▶ PROBLEM TO SOLVE:
If a line in the data holds the string "auto", list it.

(Stored items)
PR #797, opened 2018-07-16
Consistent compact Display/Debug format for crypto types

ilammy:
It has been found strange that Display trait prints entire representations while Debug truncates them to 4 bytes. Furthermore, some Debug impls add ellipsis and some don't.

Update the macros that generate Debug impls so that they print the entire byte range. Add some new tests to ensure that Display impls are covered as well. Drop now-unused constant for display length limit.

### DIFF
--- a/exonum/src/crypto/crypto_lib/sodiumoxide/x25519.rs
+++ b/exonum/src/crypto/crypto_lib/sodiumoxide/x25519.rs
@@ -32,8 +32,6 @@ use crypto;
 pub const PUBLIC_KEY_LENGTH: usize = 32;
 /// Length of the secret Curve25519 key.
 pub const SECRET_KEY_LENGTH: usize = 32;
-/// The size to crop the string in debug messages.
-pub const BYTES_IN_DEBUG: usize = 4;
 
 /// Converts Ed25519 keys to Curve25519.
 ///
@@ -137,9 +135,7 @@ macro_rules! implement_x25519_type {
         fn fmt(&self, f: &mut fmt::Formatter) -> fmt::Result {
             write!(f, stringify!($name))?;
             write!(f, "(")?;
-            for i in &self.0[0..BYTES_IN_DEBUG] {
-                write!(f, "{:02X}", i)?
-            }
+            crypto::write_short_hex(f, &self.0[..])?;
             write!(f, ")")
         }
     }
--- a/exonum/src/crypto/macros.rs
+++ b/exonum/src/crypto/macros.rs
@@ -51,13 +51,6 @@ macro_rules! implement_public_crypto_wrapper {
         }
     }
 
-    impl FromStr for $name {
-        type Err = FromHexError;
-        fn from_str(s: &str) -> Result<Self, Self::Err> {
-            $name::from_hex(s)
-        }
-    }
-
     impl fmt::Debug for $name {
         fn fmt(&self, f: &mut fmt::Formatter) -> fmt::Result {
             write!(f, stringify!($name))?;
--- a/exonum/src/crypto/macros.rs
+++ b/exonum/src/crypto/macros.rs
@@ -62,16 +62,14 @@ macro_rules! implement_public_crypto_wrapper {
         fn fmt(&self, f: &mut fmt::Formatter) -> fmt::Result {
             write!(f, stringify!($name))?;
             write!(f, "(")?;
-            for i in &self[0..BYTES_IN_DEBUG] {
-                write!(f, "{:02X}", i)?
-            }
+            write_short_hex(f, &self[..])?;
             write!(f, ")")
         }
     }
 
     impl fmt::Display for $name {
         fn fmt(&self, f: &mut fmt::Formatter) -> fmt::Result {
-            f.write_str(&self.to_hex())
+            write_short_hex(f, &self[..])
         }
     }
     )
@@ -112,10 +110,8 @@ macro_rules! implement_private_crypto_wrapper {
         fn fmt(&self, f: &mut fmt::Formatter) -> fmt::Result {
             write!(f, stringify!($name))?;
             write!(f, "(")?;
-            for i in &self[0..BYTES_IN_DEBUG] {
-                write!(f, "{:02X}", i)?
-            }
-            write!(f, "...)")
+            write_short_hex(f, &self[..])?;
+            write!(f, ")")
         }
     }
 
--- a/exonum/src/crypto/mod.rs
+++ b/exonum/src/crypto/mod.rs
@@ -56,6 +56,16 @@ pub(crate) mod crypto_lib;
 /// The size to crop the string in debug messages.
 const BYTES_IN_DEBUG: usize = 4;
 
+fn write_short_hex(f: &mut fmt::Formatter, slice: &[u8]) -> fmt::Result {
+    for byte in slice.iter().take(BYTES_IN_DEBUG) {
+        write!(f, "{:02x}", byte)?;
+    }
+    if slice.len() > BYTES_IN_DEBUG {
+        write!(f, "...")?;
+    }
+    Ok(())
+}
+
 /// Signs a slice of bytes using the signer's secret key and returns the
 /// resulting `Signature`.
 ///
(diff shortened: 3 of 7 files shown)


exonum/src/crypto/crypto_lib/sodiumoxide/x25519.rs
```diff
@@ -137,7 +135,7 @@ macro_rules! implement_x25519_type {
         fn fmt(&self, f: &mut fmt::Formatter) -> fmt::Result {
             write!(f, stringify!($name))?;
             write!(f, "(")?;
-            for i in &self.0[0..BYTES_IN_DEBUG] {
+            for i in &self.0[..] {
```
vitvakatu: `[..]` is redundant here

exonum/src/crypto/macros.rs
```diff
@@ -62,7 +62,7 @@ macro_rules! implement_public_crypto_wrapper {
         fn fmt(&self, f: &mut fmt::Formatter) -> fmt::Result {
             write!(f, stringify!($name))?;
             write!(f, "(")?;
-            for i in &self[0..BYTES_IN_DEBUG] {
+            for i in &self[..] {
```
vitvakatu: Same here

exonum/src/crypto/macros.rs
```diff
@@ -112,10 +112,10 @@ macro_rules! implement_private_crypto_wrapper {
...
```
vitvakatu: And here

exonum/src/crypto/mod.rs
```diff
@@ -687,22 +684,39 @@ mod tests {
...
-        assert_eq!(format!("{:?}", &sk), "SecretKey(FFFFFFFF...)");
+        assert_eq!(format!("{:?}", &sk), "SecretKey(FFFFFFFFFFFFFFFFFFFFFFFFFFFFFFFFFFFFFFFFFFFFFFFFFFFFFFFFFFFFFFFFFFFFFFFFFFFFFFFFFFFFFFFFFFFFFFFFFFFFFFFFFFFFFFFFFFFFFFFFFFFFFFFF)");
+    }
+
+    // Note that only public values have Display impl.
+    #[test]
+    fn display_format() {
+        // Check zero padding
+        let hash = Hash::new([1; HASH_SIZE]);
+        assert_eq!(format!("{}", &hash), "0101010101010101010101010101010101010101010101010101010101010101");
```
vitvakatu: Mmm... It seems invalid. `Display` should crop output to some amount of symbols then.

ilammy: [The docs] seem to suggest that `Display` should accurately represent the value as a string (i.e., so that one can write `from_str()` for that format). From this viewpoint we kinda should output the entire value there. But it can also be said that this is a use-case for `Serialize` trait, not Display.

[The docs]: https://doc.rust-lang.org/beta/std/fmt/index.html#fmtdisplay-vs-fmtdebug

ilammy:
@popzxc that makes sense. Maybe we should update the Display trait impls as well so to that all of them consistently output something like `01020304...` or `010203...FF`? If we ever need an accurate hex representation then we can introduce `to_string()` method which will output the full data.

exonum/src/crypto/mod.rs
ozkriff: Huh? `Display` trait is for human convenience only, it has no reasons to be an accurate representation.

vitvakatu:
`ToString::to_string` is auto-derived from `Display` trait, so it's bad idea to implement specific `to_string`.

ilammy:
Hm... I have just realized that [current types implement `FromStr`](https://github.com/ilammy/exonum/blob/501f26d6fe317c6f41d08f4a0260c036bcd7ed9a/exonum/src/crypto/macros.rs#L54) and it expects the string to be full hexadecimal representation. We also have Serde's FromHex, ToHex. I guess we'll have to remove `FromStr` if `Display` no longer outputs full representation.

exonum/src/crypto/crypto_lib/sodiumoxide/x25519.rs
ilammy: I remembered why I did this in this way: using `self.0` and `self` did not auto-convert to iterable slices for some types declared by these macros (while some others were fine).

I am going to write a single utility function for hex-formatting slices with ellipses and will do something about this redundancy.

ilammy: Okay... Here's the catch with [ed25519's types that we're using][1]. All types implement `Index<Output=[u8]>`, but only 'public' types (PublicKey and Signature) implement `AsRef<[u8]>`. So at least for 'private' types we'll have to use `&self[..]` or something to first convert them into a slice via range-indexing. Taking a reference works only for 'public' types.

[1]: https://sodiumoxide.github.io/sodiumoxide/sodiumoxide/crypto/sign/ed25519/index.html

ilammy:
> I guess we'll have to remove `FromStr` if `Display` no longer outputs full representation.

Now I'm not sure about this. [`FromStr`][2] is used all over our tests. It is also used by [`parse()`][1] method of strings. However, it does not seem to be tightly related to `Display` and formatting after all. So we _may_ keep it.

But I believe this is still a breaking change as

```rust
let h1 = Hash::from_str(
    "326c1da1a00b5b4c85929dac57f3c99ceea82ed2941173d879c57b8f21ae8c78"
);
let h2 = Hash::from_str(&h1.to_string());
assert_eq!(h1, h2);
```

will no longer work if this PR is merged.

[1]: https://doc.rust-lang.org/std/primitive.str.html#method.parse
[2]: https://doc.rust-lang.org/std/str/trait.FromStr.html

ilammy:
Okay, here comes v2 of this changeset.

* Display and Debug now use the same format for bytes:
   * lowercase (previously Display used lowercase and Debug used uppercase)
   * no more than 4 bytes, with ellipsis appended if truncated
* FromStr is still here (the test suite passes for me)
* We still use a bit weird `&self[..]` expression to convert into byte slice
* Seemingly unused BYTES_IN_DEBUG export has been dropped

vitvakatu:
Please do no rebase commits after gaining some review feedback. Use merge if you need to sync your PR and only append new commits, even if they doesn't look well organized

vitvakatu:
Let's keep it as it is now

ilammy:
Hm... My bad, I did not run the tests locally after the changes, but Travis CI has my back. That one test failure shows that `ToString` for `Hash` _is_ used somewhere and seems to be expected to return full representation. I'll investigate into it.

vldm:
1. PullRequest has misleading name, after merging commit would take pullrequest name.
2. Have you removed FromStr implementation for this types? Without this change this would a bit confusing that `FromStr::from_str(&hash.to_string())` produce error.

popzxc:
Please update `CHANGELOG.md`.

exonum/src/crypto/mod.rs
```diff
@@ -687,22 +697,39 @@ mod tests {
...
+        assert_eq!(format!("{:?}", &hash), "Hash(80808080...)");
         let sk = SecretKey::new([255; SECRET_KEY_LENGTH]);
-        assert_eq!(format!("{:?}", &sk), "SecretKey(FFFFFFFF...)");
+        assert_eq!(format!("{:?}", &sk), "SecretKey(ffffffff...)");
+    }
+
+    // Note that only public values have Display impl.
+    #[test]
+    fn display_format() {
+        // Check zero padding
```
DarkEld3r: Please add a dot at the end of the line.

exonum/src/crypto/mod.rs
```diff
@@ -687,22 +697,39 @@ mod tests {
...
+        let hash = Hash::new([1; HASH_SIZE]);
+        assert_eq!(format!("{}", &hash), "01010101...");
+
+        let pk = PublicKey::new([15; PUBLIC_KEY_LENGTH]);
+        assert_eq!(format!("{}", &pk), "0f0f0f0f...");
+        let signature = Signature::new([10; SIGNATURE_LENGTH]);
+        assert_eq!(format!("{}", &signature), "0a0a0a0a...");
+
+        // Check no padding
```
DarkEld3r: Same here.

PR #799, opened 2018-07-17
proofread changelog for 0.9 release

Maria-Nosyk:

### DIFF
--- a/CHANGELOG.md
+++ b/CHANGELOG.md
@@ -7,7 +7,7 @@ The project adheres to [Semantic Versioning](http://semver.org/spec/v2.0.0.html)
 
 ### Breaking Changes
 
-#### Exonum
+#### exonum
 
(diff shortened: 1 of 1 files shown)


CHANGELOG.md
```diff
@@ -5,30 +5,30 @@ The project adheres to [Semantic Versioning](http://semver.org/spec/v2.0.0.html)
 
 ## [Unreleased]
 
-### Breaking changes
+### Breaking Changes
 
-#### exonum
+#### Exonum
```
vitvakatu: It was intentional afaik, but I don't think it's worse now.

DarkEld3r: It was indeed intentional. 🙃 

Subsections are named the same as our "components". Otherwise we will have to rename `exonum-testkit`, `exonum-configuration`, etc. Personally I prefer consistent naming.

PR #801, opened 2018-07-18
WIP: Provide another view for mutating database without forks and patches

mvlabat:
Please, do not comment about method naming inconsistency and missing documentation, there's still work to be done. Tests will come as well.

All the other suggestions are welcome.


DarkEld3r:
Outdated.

▶ RESPONSE TO THE EXERCISE:
`ToString::to_string` is auto-derived from `Display` trait, so it's bad idea to implement specific `to_string`.
ilammy: I remembered why I did this in this way: using `self.0` and `self` did not auto-convert to iterable slices for some types declared by these macros (while some others were fine).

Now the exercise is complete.